== MATERIAL SUPPLIED

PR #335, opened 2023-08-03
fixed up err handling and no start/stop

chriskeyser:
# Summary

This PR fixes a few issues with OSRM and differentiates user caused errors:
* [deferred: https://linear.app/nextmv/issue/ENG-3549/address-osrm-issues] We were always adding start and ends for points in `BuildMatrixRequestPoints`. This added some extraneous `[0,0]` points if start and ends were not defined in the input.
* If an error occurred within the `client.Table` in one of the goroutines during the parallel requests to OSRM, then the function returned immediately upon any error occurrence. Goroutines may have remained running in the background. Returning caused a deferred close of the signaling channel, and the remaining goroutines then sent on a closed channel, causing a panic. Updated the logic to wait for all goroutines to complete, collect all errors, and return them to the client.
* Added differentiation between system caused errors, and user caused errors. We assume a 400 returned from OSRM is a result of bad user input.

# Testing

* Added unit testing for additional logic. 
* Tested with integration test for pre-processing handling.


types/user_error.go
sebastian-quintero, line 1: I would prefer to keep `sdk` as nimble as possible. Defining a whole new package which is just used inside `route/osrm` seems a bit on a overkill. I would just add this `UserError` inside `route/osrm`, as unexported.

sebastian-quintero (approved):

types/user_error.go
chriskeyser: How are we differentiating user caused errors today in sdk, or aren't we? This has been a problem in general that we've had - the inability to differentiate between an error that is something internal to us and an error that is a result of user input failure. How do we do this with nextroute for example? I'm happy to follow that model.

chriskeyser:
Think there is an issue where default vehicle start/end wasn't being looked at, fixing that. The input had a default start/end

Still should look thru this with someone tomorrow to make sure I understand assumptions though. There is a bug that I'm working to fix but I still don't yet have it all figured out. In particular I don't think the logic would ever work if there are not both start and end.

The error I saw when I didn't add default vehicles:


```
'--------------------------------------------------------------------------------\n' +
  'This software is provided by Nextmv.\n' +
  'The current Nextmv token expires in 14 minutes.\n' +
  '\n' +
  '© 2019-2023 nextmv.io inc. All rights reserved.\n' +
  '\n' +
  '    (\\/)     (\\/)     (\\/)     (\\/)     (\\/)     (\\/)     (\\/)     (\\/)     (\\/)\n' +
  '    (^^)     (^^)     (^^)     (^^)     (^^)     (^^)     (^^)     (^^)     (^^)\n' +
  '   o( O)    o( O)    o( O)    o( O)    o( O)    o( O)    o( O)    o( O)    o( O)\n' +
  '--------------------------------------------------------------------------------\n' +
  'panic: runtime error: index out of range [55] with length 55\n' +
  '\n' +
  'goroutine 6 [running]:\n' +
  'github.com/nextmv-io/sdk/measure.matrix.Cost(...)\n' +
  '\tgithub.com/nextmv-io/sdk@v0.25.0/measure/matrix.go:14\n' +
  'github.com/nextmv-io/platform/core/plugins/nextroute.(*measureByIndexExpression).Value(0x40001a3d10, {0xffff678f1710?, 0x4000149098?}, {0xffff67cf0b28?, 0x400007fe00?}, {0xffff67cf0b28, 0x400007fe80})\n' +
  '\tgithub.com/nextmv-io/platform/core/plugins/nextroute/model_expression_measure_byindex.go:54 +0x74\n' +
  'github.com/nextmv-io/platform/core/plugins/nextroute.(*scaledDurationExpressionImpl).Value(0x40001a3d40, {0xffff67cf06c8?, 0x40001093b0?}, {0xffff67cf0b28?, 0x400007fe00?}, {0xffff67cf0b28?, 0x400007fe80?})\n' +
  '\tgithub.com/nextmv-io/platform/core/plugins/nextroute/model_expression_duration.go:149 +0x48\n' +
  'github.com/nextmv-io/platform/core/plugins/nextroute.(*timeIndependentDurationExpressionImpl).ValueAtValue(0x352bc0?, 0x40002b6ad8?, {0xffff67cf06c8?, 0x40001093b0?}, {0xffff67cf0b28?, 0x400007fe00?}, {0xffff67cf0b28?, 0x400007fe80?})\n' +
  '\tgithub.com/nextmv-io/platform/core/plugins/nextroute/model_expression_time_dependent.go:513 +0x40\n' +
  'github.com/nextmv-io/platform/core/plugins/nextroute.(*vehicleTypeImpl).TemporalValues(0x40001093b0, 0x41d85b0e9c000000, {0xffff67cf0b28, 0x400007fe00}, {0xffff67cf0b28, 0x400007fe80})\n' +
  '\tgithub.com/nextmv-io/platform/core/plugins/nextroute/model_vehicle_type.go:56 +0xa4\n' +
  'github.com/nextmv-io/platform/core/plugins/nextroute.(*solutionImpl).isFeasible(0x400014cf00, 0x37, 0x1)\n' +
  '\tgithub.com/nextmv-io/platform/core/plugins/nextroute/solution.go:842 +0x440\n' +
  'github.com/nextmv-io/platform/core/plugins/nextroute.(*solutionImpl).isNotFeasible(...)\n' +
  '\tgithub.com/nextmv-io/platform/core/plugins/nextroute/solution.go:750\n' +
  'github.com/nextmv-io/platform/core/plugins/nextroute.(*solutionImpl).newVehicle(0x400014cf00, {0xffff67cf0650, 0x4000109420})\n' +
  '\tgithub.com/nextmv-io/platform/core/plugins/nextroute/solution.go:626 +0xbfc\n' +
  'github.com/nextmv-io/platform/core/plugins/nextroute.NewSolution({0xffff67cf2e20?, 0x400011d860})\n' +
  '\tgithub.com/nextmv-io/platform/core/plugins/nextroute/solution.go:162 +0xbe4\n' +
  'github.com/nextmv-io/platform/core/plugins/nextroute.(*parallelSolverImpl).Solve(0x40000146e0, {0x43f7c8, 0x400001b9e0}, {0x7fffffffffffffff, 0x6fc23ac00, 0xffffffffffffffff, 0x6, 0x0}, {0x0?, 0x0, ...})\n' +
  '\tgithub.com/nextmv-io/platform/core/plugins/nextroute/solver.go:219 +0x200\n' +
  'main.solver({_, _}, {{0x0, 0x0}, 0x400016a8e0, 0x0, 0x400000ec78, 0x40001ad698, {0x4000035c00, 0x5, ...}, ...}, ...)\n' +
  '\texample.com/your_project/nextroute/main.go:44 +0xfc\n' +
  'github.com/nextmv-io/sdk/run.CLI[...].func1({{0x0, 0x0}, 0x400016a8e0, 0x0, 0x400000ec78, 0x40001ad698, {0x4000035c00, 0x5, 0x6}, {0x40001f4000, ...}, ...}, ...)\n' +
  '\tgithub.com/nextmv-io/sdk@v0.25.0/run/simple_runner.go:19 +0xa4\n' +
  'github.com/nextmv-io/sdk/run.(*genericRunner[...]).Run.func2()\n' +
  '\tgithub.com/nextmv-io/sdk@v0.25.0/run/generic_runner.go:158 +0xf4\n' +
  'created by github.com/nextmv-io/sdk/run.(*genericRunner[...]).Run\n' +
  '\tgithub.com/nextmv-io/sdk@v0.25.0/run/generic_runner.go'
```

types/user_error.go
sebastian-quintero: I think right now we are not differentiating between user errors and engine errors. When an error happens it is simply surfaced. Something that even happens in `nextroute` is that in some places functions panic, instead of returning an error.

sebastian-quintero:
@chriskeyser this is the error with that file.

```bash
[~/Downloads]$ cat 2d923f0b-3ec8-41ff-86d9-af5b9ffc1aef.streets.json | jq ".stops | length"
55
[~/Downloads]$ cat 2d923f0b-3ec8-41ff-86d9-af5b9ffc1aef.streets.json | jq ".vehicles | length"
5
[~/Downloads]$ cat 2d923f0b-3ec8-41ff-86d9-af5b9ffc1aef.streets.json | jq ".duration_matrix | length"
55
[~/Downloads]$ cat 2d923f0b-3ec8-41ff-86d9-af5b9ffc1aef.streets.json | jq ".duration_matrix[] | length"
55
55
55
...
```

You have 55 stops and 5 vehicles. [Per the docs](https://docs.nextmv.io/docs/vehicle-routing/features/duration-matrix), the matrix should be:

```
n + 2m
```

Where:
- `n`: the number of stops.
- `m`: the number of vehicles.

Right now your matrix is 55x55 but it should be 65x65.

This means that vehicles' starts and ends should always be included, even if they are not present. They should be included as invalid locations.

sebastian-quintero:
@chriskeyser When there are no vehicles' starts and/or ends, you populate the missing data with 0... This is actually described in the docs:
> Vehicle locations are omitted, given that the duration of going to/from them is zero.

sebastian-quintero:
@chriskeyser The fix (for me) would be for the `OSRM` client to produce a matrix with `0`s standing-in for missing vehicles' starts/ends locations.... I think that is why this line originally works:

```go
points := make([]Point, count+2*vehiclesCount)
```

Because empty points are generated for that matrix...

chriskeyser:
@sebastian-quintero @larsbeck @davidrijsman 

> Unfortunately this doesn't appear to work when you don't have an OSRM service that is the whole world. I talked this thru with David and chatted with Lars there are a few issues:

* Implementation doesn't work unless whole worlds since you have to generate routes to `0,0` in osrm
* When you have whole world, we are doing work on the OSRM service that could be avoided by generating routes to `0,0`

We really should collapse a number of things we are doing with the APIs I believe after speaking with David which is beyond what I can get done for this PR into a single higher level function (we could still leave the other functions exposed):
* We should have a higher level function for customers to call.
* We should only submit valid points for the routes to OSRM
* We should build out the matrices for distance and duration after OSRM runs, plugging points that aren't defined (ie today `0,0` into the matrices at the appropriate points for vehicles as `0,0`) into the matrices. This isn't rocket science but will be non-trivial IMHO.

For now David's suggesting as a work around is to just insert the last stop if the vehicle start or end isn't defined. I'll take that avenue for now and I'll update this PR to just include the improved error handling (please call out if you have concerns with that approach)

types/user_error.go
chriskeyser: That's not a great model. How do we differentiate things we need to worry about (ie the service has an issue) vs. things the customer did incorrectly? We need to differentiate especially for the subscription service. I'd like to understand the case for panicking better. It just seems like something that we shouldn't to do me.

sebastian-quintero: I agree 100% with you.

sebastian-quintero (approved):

====
== MATERIAL SUPPLIED

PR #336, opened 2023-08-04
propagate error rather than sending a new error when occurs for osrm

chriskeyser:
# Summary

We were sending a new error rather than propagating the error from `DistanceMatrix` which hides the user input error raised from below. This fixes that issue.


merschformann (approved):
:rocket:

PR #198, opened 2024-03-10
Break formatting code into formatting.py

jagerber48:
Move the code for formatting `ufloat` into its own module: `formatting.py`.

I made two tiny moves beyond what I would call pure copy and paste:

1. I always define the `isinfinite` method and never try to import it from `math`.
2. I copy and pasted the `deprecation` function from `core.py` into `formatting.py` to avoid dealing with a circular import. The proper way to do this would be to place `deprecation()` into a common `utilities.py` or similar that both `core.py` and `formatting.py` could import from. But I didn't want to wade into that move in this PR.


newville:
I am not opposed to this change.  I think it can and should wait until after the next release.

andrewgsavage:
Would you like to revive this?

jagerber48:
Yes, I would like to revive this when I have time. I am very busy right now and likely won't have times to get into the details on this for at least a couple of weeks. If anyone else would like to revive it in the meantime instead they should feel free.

====

[WHAT THE TASK ASKS] Where does the string "instead" appear in the records above? Return every line that holds it.

[REPLY]
sebastian-quintero: I think right now we are not differentiating between user errors and engine errors. When an error happens it is simply surfaced. Something that even happens in `nextroute` is that in some places functions panic, instead of returning an error.
Yes, I would like to revive this when I have time. I am very busy right now and likely won't have times to get into the details on this for at least a couple of weeks. If anyone else would like to revive it in the meantime instead they should feel free.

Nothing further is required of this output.